[ABOUT THIS EXERCISE] Scan the entries that follow and copy out every line containing "kimse".

+--

PR #565, opened 2026-04-24
fix(ui): open updater release-note links externally

### LINKED ISSUE #564: Updater release-note links navigate inside the app webview
When the updater dialog renders release notes, external markdown links open inside the Tauri webview.

This traps users on GitHub or another external page because the app window does not provide browser navigation controls.

Expected behavior:
External release-note links should open in the system browser.

Actual behavior:
The app webview navigates to the external URL.

Clicking on release notes from this UI
Image

Leads to this inside the webview
Image

dragoon4890:
## Summary

Fixes #564.

Updater release notes are rendered from markdown. External links were rendered as normal anchors, which caused the embedded Tauri webview to navigate to GitHub or other external pages.

This adds a custom `ReactMarkdown` anchor renderer for updater release notes. External `http(s)` links now call `preventDefault()` and open through the existing `openExternalUrl()` helper, so they open in the system browser instead of replacing the app view.

## Testing

- Ran `bun --cwd ui lint`
- Verified in Tauri dev that clicking an updater release-note link opens the system browser
- Verified the Koharu webview stays on the app instead of navigating to the external URL

### DIFF
--- a/ui/components/Updater.tsx
+++ b/ui/components/Updater.tsx
@@ -20,7 +20,7 @@ import { Dialog, DialogContent, DialogDescription, DialogTitle } from '@/compone
 import { Progress } from '@/components/ui/progress'
 import { ScrollArea } from '@/components/ui/scroll-area'
 import { Separator } from '@/components/ui/separator'
-import { isTauri } from '@/lib/backend'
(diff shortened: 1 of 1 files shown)


mayocream (approved):
Thank you for the fix 😊

PR #567, opened 2026-04-25
fix: implement universal locale-aware uppercase conversion using ICU

edsporfekt:
What changed:

Integrated icu_casemap and icu_locale (ICU 2.2) to support universal, locale-aware case conversion.
Refactored normalize_translation_for_layout in koharu-renderer to accept an optional language identifier.
Updated PageRenderOptions and the rendering pipeline in koharu-app to pass the target_language down to the renderer.
Fixed a long-standing issue where languages with special casing rules (like Turkish) were incorrectly uppercased using standard ASCII/Unicode rules.
User-visible behavior differences:

Manga translations will now respect language-specific casing rules. For example, in Turkish, "kimse" will be correctly uppercased to "KİMSE" (with a dotted 'İ') instead of the incorrect "KIMSE".
This ensures better typography and readability for localized manga content.
How you verified the change:

Added new unit tests in koharu-renderer/src/text/script.rs specifically for:
Standard Latin uppercasing (e.g., English).
Locale-specific cases (e.g., Turkish 'i' and 'ı').
Ensuring non-cased scripts (like CJK) are not affected.
Verified all tests pass locally using cargo test -p koharu-renderer.
Verified code formatting with cargo fmt --check.
AI Usage Disclosure:

This PR was developed with the assistance of Antigravity. All code changes and logic were thoroughly reviewed and tested locally before submission to ensure they meet Koharu's quality standards.


mayocream (approved):
Thank you!

PR #572, opened 2026-04-25
fix: implement universal locale-aware uppercase conversion for all no…

edsporfekt:
What changed:
Universal Script Support: Refactored the uppercase normalization logic to support all non-CJK scripts (Cyrillic, Greek, Armenian, etc.). Previously, the system only allowed normalization for "Latin-only" text.
Removed Restrictive Checks: Replaced the is_latin_only validation with a more inclusive !is_cjk_text check, ensuring that mixed or non-Latin translations are correctly processed.
ICU Integration: Leveraged icu_casemap and icu_locale (ICU 2.2) to implement industry-standard, locale-aware case conversion.
Enhanced CJK Detection: Updated CJK script detection to include Hangul (Korean), ensuring it correctly bypasses casing logic.
Turkish Casing Fix: Specifically addressed the "dotted/dotless I" issue in Turkish. By passing the target_language from the UI to the renderer, translations now follow correct linguistic rules (e.g., i → İ).
User-visible behavior differences:
Multi-language Support: Translations in languages like Russian, Bulgarian, or Greek will now be correctly converted to uppercase in speech bubbles.
Turkish Typographic Accuracy: Turkish readers will see correct casing (e.g., ışık → IŞIK and kimse → KİMSE), preserving the intended typography and readability.
Robustness: Fixed issues where mixed-character strings or certain symbols would cause the normalization code to skip the entire block.
How you verified the change:
Comprehensive Unit Tests: Added new tests in koharu-renderer/src/text/script.rs covering:
Turkish-specific cases: Verified tr and tr-TR locales.
Other Scripts: Verified Cyrillic (привет) and Greek (γειά σου) conversions.
CJK Safety: Confirmed Han and Hangul remain untouched.
CI Readiness: Verified all tests pass using cargo test -p koharu-renderer.
Performance: Ensured ICU data access is efficient by using compiled data features.
AI Usage Disclosure:
This PR was developed with the assistance of Antigravity. All logic changes and refactors were reviewed, verified, and tested locally to ensure they align with Koharu's architectural standards.

### DIFF
--- a/koharu-renderer/src/text/script.rs
+++ b/koharu-renderer/src/text/script.rs
@@ -224,7 +224,6 @@ fn is_cjk_text(text: &str) -> bool {
             IcuScript::Han
                 | IcuScript::Hiragana
                 | IcuScript::Katakana
-                | IcuScript::Hangul
                 | IcuScript::Bopomofo
         )
     })
--- a/koharu-renderer/src/text/script.rs
+++ b/koharu-renderer/src/text/script.rs
@@ -33,18 +33,9 @@ pub fn writing_mode_for_block(block: &RenderBlock) -> WritingMode {
     }
 }
 
-pub fn is_latin_only(text: &str) -> bool {
-    let script_map = CodePointMapData::<IcuScript>::new();
-    text.chars().all(|c| {
-        matches!(
-            script_map.get(c),
-            IcuScript::Latin | IcuScript::Common | IcuScript::Inherited
-        )
-    })
-}
 
 pub fn normalize_translation_for_layout(text: &str, language: Option<&str>) -> String {
-    if is_latin_only(text) {
+    if !is_cjk_text(text) {
         let mapper = CaseMapper::new();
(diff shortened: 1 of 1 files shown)


koharu-renderer/src/text/script.rs
```diff
@@ -230,7 +221,11 @@ fn is_cjk_text(text: &str) -> bool {
     text.chars().any(|c| {
         matches!(
             script_map.get(c),
-            IcuScript::Han | IcuScript::Hiragana | IcuScript::Katakana | IcuScript::Bopomofo
+            IcuScript::Han
+                | IcuScript::Hiragana
+                | IcuScript::Katakana
+                | IcuScript::Hangul
```
mayocream: let's remove IcuScript::Hangul from the list, since `is_cjk_text` will be used for layout direction, and Korean text should always use horizontal

mayocream (approved):

PR #598, opened 2026-04-27
Add manual text direction toggle to render controls

### LINKED ISSUE #597: [Feature proposal] Add manual text direction toggle to render controls
## Problem

Currently, text writing mode is decided automatically in `koharu-renderer/src/text/script.rs::writing_mode_for_block`.

As far as I understand, the current behavior is roughly:
1. Empty text -> horizontal
2. Non-CJK text -> horizontal, regardless of `source_direction` or bbox shape
3. For CJK text, use `block.source_direction` if available
4. For CJK text without source direction, fall back to bbox heuristic:
   `height > width` -> vertical, otherwise horizontal

This works in many cases, but when the automatic direction detection is wrong, there is currently no way to correct it from the UI.

## Failure case

In the example below, vertically written Japanese text is recognized/rendered as horizontal.

Vertical Japanese text rendered horizontally

Expected vertical Japanese text rendering

## Why this would be useful

For manga translation/editing, text direction is not always reliably recoverable from OCR, layout detection, or bounding-box shape alone.

A manual direction control would allow users to quickly fix cases where:

- vertical Japanese/CJK text is detected as horizontal
- horizontal text is detected as vertical
- the text block shape does not match the intended writing mode
- OCR/layout detection produces an incorrect `source_direction`

## Proposed solution

Add a small text direction toggle in the render controls panel.

The toggle would allow users to manually switch the selected text block between horizontal and vertical direction.

I have implemented a small UI change for this and will open a PR linked to this issue. The current panel looks like below:

Render controls panel with text direction toggle

## Open question

While implementing this, I noticed that non-CJK text is still rendered horizontally even when the direction is set to vertical. This matches the current renderer behavior: non-CJK text returns horizontal before `source_direction` is checked.

If maintainers think this manual direction control is useful, I think the intended non-CJK behavior should be clarified before the UI is finalized. Otherwise, some users may see a clickable direction button that changes document state but produces no visible rendering change.

I see two consistent options:

1. Treat the direction toggle as a general explicit override.
   - The toggle can be shown for all text blocks.
   - The renderer should respect vertical `sourceDirection` for Latin / non-CJK text as well.

2. Treat vertical direction as a CJK-only feature for now.
   - This matches the current renderer behavior.
   - The UI should hide, disable, or clearly explain the toggle for non-CJK text blocks.

The current implementation is an initial proposal focused on the CJK manga correction workflow. I’m happy to adjust or simplify it based on the maintainers’ preferred direction.

jln-tail:
## Summary

This PR adds a manual text direction toggle to the render controls panel.

It allows users to switch selected text blocks between horizontal and vertical direction when automatic writing-mode detection misclassifies a block. This is mainly intended for CJK manga/OCR cases, such as vertical Japanese text being detected or rendered as horizontal.

Closes #597

## Changes

- Add a text direction toggle to `RenderControlsPanel`
- Toggle selected text blocks between `horizontal` and `vertical`
- Write the selected direction to `text.sourceDirection` through the existing op pipeline
- Add i18n labels for the new render control
- Add tests for selected-block and global text direction updates

## Current behavior / open question

This PR does not change renderer behavior.

Non-CJK text is still rendered horizontally even when `sourceDirection` is set to `vertical`, because the renderer currently returns horizontal for non-CJK text before checking `source_direction`.

If maintainers think this feature is useful, I’m happy to adjust the UI based on the intended behavior: either make vertical direction a general override for all scripts, or keep it CJK-only and hide/disable/explain the control for unsupported text blocks.

## Screenshots

image

## Testing

- Added tests for toggling text direction on a selected text block
- Added tests for applying text direction globally when no text block is selected
- Manually confirmed that the selected text block updates and the page re-renders

### DIFF
--- a/ui/components/panels/RenderControlsPanel.tsx
+++ b/ui/components/panels/RenderControlsPanel.tsx
@@ -4,6 +4,8 @@ import {
   AlignCenterIcon,
   AlignLeftIcon,
   AlignRightIcon,
+  ArrowDownIcon,
+  ArrowRightIcon,
   BoldIcon,
   ItalicIcon,
   MinusIcon,
@@ -31,6 +33,7 @@ import type {
   FontPrediction,
   Op,
   TextAlign,
+  TextDirection,
   TextShaderEffect,
   TextStrokeStyle,
   TextStyle,
@@ -191,6 +194,15 @@ export function RenderControlsPanel() {
     firstNode?.data.style?.textAlign ??
     (selectedNode?.data.translation ? 'center' : 'left')
 
+  const effectiveTextDirection: TextDirection =
+    selectedNode?.data.sourceDirection ??
+    selectedNode?.data.renderedDirection ??
+    firstNode?.data.sourceDirection ??
+    firstNode?.data.renderedDirection ?? 'horizontal'
+
+  const DirectionIcon =
+    effectiveTextDirection === 'vertical' ? ArrowDownIcon : ArrowRightIcon
+
   // ---------------------------------------------------------------------------
   // Mutations
   // ---------------------------------------------------------------------------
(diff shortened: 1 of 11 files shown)


mayocream:

PR #609, opened 2026-04-28
fix: Revert inpainting logic for AOT/Lama

liksunrice:
## Summary:
This PR reverts the inpainting logic used by the AOT/Lama models prior to version 0.48.0 with the introduction of the Klein inpainting model due to a regression in the quality of output results with the current logic. This change attempts to replicate the original `expand_mask_for_inpainting` in `mask.rs` in release version 0.47.8, including its original parameters. 

| Inpainting Model | v0.53.0 | PR logic |
| --- | --- | --- |
| AOT | BeforeAOT | afterAO |
| Lama | BeforeLama | afterLama |


mayocream (approved):
Thank you!

PR #650, opened 2026-05-03
Skip already-satisfied pipeline steps

Selene29:
## Summary

Skip a pipeline step when all artifacts produced by that step are already present on the page.

This makes rerunning a pipeline less destructive and faster when earlier stages have already produced their expected outputs.

## Changes

- Check each engine step's declared `produces` artifacts before running it.
- If every produced artifact is already ready on the page, credit the step as complete and continue.
- Keep the existing pipeline order and failure behavior unchanged.

## Testing

- cargo test -p koharu-app pipeline

### DIFF
--- a/koharu-app/src/pipeline/mod.rs
+++ b/koharu-app/src/pipeline/mod.rs
@@ -180,6 +180,17 @@ pub async fn run(
                 continue 'pages;
             }
 
+            // Skip this step if its produced artifacts are already satisfied.
+            {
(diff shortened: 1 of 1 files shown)


liksunrice (commented):
Rerunning previously satisfied pipeline steps is the intended effect of the "Process Image" option. The suggested implementation of having this be an option separate to the current process is definitely the right approach.

PR #681, opened 2026-05-10
feat: huggingface mirror support

peterrobot:
## Summary

Add optional Hugging Face mirror support fror model downloads.

## Changes

- Add `huggingface_endpoint` to HTTP config and config patch handling.
- Pass the configured endpoint into runtime download setup.
- Update Hugging Face download code to prefer the app-configured endpoint, then fall back to `HF_ENDPOINT` from env variable.
- Add Runtime setting UI input for the Hugging Face mirror enddpoint.

## Known issue

Detector may failed to download without an error message, which may be related to missing package from the mirror site. But heavy model (like OCR / LLM) are tested to work fine.

Failure log as below, with `HF_ENDPOINT=https://hf-mirror.com`. Retrieved to default endpoint solve the problem.

```text
pipeline step failed: failed to download config.json from mayocream/speech-bubble-segmentation: failed to fetch HF metadata for mayocream/speech-bubble-segmentation/config.json: Header content-range is missing engine=speech-bubble-segmentation page=019df371-c7b7-77b2-b238-0b50a370e036 step_index=0
```

### DIFF
--- a/koharu-app/bin/pipeline.rs
+++ b/koharu-app/bin/pipeline.rs
@@ -144,6 +144,7 @@ async fn run() -> Result<()> {
         connect_timeout_secs: cfg.http.connect_timeout.max(1),
         read_timeout_secs: cfg.http.read_timeout.max(1),
         max_retries: cfg.http.max_retries,
+        huggingface_endpoint: cfg.http.huggingface_endpoint.clone(),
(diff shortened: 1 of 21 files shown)


mayocream:
we will never support this.

PR #736, opened 2026-05-27
feat: add per-block OCR action

GarryMS:
## Summary

Adds a per-block OCR action in the Text Blocks panel.

- Adds an OCR button next to the existing per-block translation action
- Sends `textNodeIds` when starting OCR from an individual block
- Updates PaddleOCR-VL, Manga OCR, and MIT 48px OCR engines to use `textNodeIds`
- Keeps existing full-page OCR behavior when no block scope is provided

## User-visible changes

Users can now run OCR for a single text block from the Text Blocks panel instead of rerunning OCR for every block on the page. Similar to how they can translate single text block. 

image

Existing page-level OCR behavior should be unchanged.

## AI Disclosure
Code Generation: I used Codex to draft the implementation.
- Translation: Also used Codex to help with Language translation (except English).
- Validation: I have built the project locally and test it manually.

### DIFF
--- a/koharu-app/src/pipeline/engines/manga_ocr.rs
+++ b/koharu-app/src/pipeline/engines/manga_ocr.rs
@@ -10,14 +10,16 @@ use koharu_ml::manga_ocr::MangaOcr;
 
 use crate::pipeline::artifacts::Artifact;
 use crate::pipeline::engine::{Engine, EngineCtx, EngineInfo};
-use crate::pipeline::engines::support::{load_source_image, text_node_to_region, text_nodes};
+use crate::pipeline::engines::support::{
+    load_source_image, scoped_text_nodes, text_node_to_region,
+};
 
 pub struct Model(MangaOcr);
 
 #[async_trait]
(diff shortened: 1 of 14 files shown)


mayocream (changes requested):
Thanks for this — per-block OCR still isn’t in Inspector/canvas, so the idea is useful.

This branch is about 463 commits behind `main`, and the files it patches no longer exist (`TextBlocksPanel.tsx`, the old `koharu-app` OCR engines, and the `ui/public/locales` copies). Current OCR already honors entity scope via `Scope::Entities` (`crates/koharu-pipeline/src/scope.rs` and `stages/ocr.rs`), so `textNodeIds` / `scoped_text_nodes` would be a parallel path.

Could you rework this on current `main`? The UI action should call `commands.process` with `{ scope: "entities", value: [layerId] }` and `{ operation: "only", stage: "ocr" }` instead of threading a new option through the old engines.

mayocream:

PR #738, opened 2026-05-28
feat: add the ability to import font from local file

GarryMS:
## Summary

Adds support for importing local font files into Koharu.

- Adds an import button beside the font controls
- Supports `.ttf`, `.otf`, `.ttc`, and `.otc`
- Copies imported fonts into Koharu’s app data directory
- Loads imported fonts into the renderer font book on startup
- Makes imported fonts available through the existing font selector

Imported fonts are treated as system fonts after they are loaded into the font book. I was trying to add a new FontSource but 1.I don't think defining a new source help with anything (except for use it to filtered font in the font select screen I guess?) and 2. it was a hassle since it need some changes to the API call

The scene continues to store the selected font by its normal PostScript name in `TextStyle.fontFamilies`, same as other fonts. Imported font files are only needed so the renderer can resolve that PostScript name later.

Font byte caching now stores all loaded face IDs for a font source instead of only one ID. This keeps duplicate imports consistent for font collection files like `.ttc` and `.otc`, where one file can contain multiple faces.

## Testing

I have built the project locally and tested the feature out manually.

+--

[EXERCISE ANSWER]
Manga translations will now respect language-specific casing rules. For example, in Turkish, "kimse" will be correctly uppercased to "KİMSE" (with a dotted 'İ') instead of the incorrect "KIMSE".
Turkish Typographic Accuracy: Turkish readers will see correct casing (e.g., ışık → IŞIK and kimse → KİMSE), preserving the intended typography and readability.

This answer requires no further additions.